Available data:
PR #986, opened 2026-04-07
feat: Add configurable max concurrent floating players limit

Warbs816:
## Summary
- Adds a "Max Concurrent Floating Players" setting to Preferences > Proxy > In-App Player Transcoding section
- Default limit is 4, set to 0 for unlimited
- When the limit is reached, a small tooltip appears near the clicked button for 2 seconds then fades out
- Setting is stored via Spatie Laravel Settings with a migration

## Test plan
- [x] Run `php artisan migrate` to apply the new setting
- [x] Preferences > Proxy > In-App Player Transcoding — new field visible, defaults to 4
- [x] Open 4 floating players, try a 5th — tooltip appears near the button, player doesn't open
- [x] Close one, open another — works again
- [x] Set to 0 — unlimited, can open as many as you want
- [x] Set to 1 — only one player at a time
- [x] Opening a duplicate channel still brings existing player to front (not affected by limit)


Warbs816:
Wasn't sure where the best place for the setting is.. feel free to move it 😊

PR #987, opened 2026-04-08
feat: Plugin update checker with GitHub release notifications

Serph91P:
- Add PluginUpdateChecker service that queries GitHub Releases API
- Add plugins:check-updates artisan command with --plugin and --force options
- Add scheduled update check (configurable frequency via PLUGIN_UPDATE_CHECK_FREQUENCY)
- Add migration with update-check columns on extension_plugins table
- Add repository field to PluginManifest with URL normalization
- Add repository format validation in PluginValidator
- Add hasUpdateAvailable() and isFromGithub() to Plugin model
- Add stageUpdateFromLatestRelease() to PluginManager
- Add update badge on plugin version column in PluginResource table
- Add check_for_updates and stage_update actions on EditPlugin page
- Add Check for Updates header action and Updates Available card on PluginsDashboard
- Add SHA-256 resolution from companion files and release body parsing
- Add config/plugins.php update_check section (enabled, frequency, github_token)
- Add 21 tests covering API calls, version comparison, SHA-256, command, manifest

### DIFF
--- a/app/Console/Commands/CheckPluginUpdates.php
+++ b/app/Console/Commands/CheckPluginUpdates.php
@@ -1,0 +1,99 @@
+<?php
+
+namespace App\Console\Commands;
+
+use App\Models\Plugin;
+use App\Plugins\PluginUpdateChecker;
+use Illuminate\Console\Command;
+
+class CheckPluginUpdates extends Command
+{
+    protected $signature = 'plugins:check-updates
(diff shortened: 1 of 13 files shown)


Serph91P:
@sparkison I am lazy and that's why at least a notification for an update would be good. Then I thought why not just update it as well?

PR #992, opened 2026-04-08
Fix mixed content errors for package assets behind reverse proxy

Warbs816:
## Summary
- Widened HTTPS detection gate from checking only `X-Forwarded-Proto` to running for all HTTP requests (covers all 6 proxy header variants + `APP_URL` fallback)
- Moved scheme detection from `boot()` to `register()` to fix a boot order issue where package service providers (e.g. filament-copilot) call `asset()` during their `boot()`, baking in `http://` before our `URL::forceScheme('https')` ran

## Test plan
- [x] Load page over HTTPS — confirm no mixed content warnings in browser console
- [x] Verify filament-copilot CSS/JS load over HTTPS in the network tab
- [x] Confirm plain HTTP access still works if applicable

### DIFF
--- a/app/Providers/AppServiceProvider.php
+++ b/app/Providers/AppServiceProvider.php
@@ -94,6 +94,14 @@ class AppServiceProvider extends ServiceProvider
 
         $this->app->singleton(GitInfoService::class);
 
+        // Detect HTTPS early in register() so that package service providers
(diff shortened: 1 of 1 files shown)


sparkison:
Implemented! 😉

---

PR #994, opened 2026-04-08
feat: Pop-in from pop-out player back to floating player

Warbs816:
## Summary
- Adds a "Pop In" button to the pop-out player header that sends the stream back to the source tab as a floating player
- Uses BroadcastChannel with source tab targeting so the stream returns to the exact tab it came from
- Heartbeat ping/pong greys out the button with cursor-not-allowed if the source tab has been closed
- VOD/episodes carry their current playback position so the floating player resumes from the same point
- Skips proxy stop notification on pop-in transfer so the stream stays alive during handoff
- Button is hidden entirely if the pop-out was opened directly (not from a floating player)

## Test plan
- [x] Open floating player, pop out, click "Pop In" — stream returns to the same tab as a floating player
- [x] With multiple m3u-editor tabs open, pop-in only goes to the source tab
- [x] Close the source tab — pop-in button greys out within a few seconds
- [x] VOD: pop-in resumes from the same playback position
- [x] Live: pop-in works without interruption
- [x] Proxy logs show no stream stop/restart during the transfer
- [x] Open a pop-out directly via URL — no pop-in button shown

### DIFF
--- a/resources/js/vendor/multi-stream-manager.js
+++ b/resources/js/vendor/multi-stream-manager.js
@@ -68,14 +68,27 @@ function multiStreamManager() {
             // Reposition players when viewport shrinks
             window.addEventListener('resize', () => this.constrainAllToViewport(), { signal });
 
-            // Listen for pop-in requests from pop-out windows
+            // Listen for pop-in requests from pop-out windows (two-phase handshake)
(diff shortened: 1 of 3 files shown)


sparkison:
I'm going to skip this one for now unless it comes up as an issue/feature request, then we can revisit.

==

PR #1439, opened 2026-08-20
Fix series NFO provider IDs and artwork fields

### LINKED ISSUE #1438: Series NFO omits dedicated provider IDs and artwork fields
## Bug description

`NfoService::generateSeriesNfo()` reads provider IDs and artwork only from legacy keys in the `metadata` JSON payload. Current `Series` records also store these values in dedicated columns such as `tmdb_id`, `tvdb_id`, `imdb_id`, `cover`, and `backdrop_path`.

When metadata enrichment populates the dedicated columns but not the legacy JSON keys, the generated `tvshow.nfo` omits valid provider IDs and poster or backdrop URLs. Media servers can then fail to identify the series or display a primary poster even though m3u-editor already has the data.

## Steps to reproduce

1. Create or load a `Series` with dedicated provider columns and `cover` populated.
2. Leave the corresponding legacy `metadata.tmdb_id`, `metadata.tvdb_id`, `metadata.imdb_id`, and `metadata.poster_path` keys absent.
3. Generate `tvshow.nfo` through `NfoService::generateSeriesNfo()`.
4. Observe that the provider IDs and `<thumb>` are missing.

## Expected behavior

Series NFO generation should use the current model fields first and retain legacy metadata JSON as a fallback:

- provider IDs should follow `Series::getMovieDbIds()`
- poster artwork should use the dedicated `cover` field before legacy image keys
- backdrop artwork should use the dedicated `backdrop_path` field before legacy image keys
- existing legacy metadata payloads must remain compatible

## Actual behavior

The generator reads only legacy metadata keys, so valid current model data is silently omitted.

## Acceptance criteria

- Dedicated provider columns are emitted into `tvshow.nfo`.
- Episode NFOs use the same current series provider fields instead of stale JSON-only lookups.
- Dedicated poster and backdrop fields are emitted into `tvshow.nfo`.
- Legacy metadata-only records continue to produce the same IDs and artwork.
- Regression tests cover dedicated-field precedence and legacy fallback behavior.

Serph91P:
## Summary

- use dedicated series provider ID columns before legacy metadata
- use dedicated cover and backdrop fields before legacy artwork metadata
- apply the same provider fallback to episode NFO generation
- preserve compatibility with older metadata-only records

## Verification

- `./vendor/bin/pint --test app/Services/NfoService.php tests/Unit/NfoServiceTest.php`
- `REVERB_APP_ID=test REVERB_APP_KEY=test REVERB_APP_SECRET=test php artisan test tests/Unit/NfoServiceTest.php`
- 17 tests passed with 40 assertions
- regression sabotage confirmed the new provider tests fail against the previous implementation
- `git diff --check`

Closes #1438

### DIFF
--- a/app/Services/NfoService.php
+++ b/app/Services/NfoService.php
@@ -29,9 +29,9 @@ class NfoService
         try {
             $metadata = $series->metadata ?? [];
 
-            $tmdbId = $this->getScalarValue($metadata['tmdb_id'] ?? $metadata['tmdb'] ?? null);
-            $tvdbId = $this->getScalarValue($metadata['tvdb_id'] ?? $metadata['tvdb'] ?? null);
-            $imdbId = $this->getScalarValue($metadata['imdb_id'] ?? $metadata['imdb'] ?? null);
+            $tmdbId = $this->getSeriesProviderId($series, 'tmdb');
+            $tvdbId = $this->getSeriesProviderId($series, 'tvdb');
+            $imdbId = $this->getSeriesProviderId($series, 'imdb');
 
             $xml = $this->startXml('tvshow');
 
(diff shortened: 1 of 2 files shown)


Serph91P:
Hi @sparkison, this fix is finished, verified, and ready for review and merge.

How to complete this task: Write out every line from the entries where "before" appears.

Exercise answer:
- Moved scheme detection from `boot()` to `register()` to fix a boot order issue where package service providers (e.g. filament-copilot) call `asset()` during their `boot()`, baking in `http://` before our `URL::forceScheme('https')` ran
- poster artwork should use the dedicated `cover` field before legacy image keys
- backdrop artwork should use the dedicated `backdrop_path` field before legacy image keys
- use dedicated series provider ID columns before legacy metadata
- use dedicated cover and backdrop fields before legacy artwork metadata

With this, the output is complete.